*PROBLEM REQUIREMENTS:*
Set the entries below down again, please. Match them exactly.

:::

PR #1041, opened 2024-07-12
Registering JavaTimeModule to ObjectMapper

v891:
Small fix to register the JavaTimeModule to ObjectMapper in BeanOutputConverter.


tzolov:
Thanks @v891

:::

*OUTPUT:*
PR #1041, opened 2024-07-12
Registering JavaTimeModule to ObjectMapper

v891:
Small fix to register the JavaTimeModule to ObjectMapper in BeanOutputConverter.


tzolov:
Thanks @v891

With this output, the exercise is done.